Monday, July 1, 2013

Derivative alchemy used to transform short to long term capital gains for tax purposes

Bloomberg ran an interesting article on how a major hedge fund used bank sponsored derivatives to transform short-term capital gains to long-term capital gains for tax purposes.

Regular readers know that a substantial portion of the activities that banks conduct behind the veil of opacity provided by derivatives is to arbitrage some form of regulation (tax is a form of regulation).

The veil of opacity is important, because if the bank were required to disclose to all market participants the derivative and its terms, nobody would buy the derivative.

In this case, the primary purpose of the derivative was to arbitrage the tax code.

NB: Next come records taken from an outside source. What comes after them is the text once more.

PR #1075, opened 2020-08-27
allow to use internal goproxy, add caching for go builds

xrstf:
This configures all Prow jobs to use our internal Go proxy, to gain a tiny bit more stability and speed. Shouldn't hurt anyway.
This has uncovered that KubeOne used a machine-controller version that uses a non-existing version for `openshift/api`, which was only resolvable by Google's GOPROXY. Our internal cache didn't know the version, so I bumbed the mchine-controller version.

The PR also adds caching for the `$GOCACHE` directory, similar to Kubermatic's approach but without a lockfile.

```release-note
NONE
```


kron4eg (changes requested):
I don't see the point of this PR

xmudrii (approved):
I think that it’s an okay change. In the worst case, nothing will happen, so I’m okay that we test it and see what happens.

/lgtm
/hold
Not sure is the PR ready yet.

xrstf:
> I don't see the point of this PR

Wasting less time on the CI cluster benefits everyone. :-)

kron4eg:
@xrstf please don't get me wrong, local GOPROXY might be beneficial (only for the sake of not depending directly on upsteam GOPROXY), but upload/download gocache is just useless in case of kubeone

xmudrii:
> @xrstf please don't get me wrong, local GOPROXY might be beneficial (only for the sake of not depending directly on upsteam GOPROXY), but upload/download gocache is just useless in case of kubeone.

Can you explain a little bit why is it useless? I think not depending on the upstream GOPROXY and using the internal one could definitely speed up jobs, so I think we should at least give it a try. It's not going to be some significant difference, as building KubeOne is already relatively fast, but we are going to reduce the network load a little bit and it may get somewhat faster. At least, we can always revert if there are no improvements.

> That's 2 additional bash scripts that I'd like not to have.

IMO, those two scripts are not bad at all. I think they are relatively easy to understand, and I don't see that there's anything to maintain there at all.

kron4eg:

As described in the memo and by people with knowledge of the matter, the transaction worked as follows: Barclays bought a portfolio of stocks and other instruments that fund managers at Renaissance wanted to trade. The bank hired the fund managers to oversee the portfolio, paying them a nominal fee. 
Then Medallion bought an option with a term of two years, whose value was linked to the worth of the portfolio. Renaissance had full discretion to trade the securities in the portfolio. 
Medallion could claim it owned just one asset -- the option -- which it held for more than a year, allowing any gain to be treated as “long-term” when its investors reported the income on their personal tax returns. 
“The profits are just being transmuted, through the alchemy of derivatives, to a preferenced return,” said Urban Institute’s Rosenthal.